(Dataset items)
·····
PR #4332, opened 2021-07-24
Use a subprocess for reading lines from STDIN

dktapps:
## Introduction
		 * This pile of shit exists because PHP on Windows is broken, and can't handle stream_select() on stdin or pipes
		 * properly - stdin native triggers stream_select() when a key is pressed, causing it to get stuck in fgets()
		 * waiting for a line that might never come (and Windows doesn't support character-based reading either), and
		 * pipes just constantly trigger stream_select() instead of only when data is returned, rendering it useless.
		 *
		 * This results in whichever process reads stdin getting stuck on shutdown, which previously forced us to kill
		 * the entire server process to make it go away.
		 *
		 * To get around this problem, we delegate the responsibility of reading stdin to a subprocess, which we can
		 * then brutally murder when the server shuts down, without killing the entire server process.
		 * Thankfully, stream_select() actually works properly on sockets, so we can use them for inter-process
		 * communication.

I recently noticed that my PHP debug build wasn't reporting memory leaks because of the server process force-kill on shutdown.
This PR minimizes the impact of that and various other problems (e.g. destructors not getting run).

### API changes
None.

### Behavioural changes
- A subprocess is now used for reading lines from STDIN.
- Server no longer gets force-killed on Windows during shutdown when a custom console is used, when you happened to press a key without pressing enter, or when a player ran /stop in game.

## Backwards compatibility

## Follow-up
I wanted to use stream_socket_pair() and bind a socket directly to the subprocess' stdout, to remove the need for a temporary socket server for the subprocess to connect to. However, this led to a completely non-functioning implementation for some reason (the parent process never received any data), so I went with this instead.

## Tests
This has been extensively tested on Windows. *nix platforms have typically been much less of a pain in the ass than Windows, so I expect it will work fine there too - we'll see once the CI passes.

### DIFF
--- a/src/console/ConsoleReaderChildProcess.php
+++ b/src/console/ConsoleReaderChildProcess.php
@@ -1,0 +1,49 @@
+<?php
+
+/*
+ *
+ *  ____            _        _   __  __ _                  __  __ ____
+ * |  _ \ ___   ___| | _____| |_|  \/  (_)_ __   ___      |  \/  |  _ \
+ * | |_) / _ \ / __| |/ / _ \ __| |\/| | | '_ \ / _ \_____| |\/| | |_) |
+ * |  __/ (_) | (__|   <  __/ |_| |  | | | | | |  __/_____| |  | |  __/
+ * |_|   \___/ \___|_|\_\___|\__|_|  |_|_|_| |_|\___|     |_|  |_|_|
+ *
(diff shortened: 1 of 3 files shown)


dktapps:
This has now been tested and found working on Windows, macOS, Linux and Android. I think we're good to merge.

PR #4338, opened 2021-07-31
the function stringToLegacy gives already null useless to put a defau…

SenseiTarzan:
**Small change RuntimeBlockMapping **
I changed the RuntimeBlockMapping because there is a useless thing at line 90 because stringToLegacy returns an int or a null

`$id = $legacyIdMap->stringToLegacy($pair->getId()) ?? null; to $id = $legacyIdMap->stringToLegacy($pair->getId()); `


dktapps:
Thanks. This looks like leftover code from the days when it was handling raw arrays.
·····
-- TASK OBJECTIVE --
Copy out the data exactly, keeping each line whole.

-- OUTPUT OF THE TASK --
PR #4332, opened 2021-07-24
Use a subprocess for reading lines from STDIN

dktapps:
## Introduction
		 * This pile of shit exists because PHP on Windows is broken, and can't handle stream_select() on stdin or pipes
		 * properly - stdin native triggers stream_select() when a key is pressed, causing it to get stuck in fgets()
		 * waiting for a line that might never come (and Windows doesn't support character-based reading either), and
		 * pipes just constantly trigger stream_select() instead of only when data is returned, rendering it useless.
		 *
		 * This results in whichever process reads stdin getting stuck on shutdown, which previously forced us to kill
		 * the entire server process to make it go away.
		 *
		 * To get around this problem, we delegate the responsibility of reading stdin to a subprocess, which we can
		 * then brutally murder when the server shuts down, without killing the entire server process.
		 * Thankfully, stream_select() actually works properly on sockets, so we can use them for inter-process
		 * communication.

I recently noticed that my PHP debug build wasn't reporting memory leaks because of the server process force-kill on shutdown.
This PR minimizes the impact of that and various other problems (e.g. destructors not getting run).

### API changes
None.

### Behavioural changes
- A subprocess is now used for reading lines from STDIN.
- Server no longer gets force-killed on Windows during shutdown when a custom console is used, when you happened to press a key without pressing enter, or when a player ran /stop in game.

## Backwards compatibility

## Follow-up
I wanted to use stream_socket_pair() and bind a socket directly to the subprocess' stdout, to remove the need for a temporary socket server for the subprocess to connect to. However, this led to a completely non-functioning implementation for some reason (the parent process never received any data), so I went with this instead.

## Tests
This has been extensively tested on Windows. *nix platforms have typically been much less of a pain in the ass than Windows, so I expect it will work fine there too - we'll see once the CI passes.

### DIFF
--- a/src/console/ConsoleReaderChildProcess.php
+++ b/src/console/ConsoleReaderChildProcess.php
@@ -1,0 +1,49 @@
+<?php
+
+/*
+ *
+ *  ____            _        _   __  __ _                  __  __ ____
+ * |  _ \ ___   ___| | _____| |_|  \/  (_)_ __   ___      |  \/  |  _ \
+ * | |_) / _ \ / __| |/ / _ \ __| |\/| | | '_ \ / _ \_____| |\/| | |_) |
+ * |  __/ (_) | (__|   <  __/ |_| |  | | | | | |  __/_____| |  | |  __/
+ * |_|   \___/ \___|_|\_\___|\__|_|  |_|_|_| |_|\___|     |_|  |_|_|
+ *
(diff shortened: 1 of 3 files shown)


dktapps:
This has now been tested and found working on Windows, macOS, Linux and Android. I think we're good to merge.

PR #4338, opened 2021-07-31
the function stringToLegacy gives already null useless to put a defau…

SenseiTarzan:
**Small change RuntimeBlockMapping **
I changed the RuntimeBlockMapping because there is a useless thing at line 90 because stringToLegacy returns an int or a null

`$id = $legacyIdMap->stringToLegacy($pair->getId()) ?? null; to $id = $legacyIdMap->stringToLegacy($pair->getId()); `


dktapps:
Thanks. This looks like leftover code from the days when it was handling raw arrays.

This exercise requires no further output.